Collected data

========================================================================

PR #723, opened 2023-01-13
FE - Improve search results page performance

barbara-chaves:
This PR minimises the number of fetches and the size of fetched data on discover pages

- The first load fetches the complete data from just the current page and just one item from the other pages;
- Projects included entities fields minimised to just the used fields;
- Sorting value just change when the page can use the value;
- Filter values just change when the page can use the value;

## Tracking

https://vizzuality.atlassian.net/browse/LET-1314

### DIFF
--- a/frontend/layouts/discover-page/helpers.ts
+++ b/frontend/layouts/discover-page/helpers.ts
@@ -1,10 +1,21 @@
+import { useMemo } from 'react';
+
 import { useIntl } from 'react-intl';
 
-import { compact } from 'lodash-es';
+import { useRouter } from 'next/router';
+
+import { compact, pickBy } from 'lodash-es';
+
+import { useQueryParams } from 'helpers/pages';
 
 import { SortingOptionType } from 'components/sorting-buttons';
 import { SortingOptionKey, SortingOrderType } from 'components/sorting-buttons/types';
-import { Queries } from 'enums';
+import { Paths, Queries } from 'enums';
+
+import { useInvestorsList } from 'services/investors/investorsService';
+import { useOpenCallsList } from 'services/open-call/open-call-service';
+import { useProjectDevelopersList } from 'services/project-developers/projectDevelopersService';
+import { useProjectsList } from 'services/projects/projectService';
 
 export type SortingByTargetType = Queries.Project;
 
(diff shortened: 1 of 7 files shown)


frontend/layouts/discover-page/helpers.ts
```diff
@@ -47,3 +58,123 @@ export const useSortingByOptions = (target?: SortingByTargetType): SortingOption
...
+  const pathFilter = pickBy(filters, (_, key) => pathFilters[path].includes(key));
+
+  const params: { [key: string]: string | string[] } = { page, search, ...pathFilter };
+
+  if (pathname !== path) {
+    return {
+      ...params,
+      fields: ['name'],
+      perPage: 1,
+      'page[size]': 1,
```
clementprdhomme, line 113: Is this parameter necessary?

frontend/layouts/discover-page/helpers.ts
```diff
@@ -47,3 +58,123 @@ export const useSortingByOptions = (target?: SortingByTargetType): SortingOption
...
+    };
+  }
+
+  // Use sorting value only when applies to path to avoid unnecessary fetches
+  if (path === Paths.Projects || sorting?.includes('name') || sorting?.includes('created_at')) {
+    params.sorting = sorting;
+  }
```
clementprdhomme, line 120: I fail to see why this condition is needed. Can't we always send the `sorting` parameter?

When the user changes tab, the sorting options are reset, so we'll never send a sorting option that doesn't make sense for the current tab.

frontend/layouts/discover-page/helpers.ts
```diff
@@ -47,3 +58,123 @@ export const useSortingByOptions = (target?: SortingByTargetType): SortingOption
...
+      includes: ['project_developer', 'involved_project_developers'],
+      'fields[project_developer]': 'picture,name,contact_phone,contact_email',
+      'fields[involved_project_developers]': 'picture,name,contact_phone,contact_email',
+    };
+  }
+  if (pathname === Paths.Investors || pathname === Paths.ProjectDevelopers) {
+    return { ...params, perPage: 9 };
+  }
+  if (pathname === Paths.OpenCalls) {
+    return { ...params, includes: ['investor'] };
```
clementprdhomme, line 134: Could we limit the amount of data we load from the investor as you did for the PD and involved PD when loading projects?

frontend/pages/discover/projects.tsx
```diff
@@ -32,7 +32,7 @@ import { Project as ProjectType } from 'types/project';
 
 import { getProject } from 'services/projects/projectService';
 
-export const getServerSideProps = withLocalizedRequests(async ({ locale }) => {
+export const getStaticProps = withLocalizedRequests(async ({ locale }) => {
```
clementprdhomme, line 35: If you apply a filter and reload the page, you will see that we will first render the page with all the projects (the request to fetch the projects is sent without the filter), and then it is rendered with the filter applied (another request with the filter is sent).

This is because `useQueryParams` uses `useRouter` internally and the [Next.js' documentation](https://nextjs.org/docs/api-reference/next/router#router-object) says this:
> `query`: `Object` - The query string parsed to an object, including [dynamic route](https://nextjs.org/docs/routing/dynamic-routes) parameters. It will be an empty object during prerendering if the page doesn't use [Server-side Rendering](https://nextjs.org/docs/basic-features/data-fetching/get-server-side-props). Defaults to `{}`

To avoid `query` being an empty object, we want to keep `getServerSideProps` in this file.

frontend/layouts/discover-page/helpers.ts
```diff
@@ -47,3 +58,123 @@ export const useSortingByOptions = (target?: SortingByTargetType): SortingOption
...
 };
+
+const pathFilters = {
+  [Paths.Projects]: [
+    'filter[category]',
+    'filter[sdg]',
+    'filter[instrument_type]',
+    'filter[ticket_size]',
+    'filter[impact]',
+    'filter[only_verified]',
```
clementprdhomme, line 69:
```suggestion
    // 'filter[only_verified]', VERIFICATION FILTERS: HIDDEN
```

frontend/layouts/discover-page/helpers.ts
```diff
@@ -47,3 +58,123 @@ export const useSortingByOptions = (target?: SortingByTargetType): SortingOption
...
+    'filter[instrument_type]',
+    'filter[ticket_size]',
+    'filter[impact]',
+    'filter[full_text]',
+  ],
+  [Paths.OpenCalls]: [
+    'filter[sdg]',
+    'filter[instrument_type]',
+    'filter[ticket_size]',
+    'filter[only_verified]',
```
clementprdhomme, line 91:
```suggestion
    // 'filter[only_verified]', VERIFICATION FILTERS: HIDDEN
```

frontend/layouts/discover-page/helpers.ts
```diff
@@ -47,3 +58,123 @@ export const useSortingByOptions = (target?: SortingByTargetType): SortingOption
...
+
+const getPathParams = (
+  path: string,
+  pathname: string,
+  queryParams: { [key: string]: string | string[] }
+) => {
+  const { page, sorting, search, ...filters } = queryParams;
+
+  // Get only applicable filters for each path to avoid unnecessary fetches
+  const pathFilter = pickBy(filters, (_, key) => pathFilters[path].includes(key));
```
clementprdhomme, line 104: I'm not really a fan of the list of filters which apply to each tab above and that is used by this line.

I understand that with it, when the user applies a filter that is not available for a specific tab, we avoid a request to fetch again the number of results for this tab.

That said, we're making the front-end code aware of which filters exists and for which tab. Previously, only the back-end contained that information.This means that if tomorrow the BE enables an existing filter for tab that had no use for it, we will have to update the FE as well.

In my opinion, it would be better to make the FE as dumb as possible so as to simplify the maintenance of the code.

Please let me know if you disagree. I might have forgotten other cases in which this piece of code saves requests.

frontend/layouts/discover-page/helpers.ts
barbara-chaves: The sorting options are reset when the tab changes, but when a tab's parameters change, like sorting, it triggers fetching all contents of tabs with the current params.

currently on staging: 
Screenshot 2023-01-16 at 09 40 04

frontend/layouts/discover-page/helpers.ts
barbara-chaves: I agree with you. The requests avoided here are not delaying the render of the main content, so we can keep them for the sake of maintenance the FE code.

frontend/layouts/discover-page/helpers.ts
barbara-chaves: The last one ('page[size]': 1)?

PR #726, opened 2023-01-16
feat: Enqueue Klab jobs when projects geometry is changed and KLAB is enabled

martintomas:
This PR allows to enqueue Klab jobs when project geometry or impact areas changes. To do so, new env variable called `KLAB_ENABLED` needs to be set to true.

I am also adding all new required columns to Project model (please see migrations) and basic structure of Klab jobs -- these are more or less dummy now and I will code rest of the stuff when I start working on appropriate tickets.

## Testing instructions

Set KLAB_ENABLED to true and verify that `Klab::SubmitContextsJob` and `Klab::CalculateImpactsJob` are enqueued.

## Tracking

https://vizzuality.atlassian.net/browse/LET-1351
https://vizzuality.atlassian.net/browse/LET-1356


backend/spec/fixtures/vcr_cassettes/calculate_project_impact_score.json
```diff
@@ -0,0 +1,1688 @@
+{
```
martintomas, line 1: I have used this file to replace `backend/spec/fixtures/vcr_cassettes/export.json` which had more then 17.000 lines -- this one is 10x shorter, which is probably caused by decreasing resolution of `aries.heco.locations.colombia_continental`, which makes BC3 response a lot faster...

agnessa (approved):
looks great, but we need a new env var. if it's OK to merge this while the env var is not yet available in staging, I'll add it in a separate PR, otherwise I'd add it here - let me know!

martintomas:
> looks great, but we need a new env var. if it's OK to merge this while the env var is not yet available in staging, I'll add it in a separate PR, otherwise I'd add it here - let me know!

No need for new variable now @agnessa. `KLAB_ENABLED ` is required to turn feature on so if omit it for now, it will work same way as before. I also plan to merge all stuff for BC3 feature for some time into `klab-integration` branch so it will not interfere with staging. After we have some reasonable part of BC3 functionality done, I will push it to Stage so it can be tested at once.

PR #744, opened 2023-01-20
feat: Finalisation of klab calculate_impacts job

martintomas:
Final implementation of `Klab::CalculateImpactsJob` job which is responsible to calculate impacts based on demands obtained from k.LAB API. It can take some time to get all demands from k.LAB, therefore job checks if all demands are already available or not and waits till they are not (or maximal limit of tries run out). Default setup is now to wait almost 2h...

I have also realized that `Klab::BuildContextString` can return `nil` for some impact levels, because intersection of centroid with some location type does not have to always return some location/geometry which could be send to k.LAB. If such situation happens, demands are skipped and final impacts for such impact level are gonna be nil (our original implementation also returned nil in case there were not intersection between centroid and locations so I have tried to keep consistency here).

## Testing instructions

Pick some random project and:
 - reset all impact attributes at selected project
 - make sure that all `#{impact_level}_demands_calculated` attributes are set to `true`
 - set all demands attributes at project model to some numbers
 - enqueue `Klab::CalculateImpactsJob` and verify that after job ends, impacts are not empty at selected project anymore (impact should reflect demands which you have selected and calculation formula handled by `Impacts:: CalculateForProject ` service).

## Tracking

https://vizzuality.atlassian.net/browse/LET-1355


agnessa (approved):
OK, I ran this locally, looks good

========================================================================

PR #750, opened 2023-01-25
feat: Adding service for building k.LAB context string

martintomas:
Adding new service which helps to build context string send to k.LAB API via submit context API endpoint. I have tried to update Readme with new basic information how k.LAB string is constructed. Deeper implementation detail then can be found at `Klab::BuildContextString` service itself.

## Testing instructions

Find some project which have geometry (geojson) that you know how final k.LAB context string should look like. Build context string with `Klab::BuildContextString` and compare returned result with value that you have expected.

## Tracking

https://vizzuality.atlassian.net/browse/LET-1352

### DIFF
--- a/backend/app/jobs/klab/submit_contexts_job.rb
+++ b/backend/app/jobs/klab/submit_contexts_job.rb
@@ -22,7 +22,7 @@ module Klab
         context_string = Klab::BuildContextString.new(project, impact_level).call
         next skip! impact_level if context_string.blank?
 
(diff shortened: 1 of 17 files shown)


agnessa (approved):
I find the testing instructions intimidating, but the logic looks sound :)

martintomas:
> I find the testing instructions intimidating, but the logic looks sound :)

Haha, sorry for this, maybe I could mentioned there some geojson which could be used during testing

========================================================================

What is needed. Looking at the data above, give the number of lines that include "useRouter"; add nothing else.

Solved problem. 2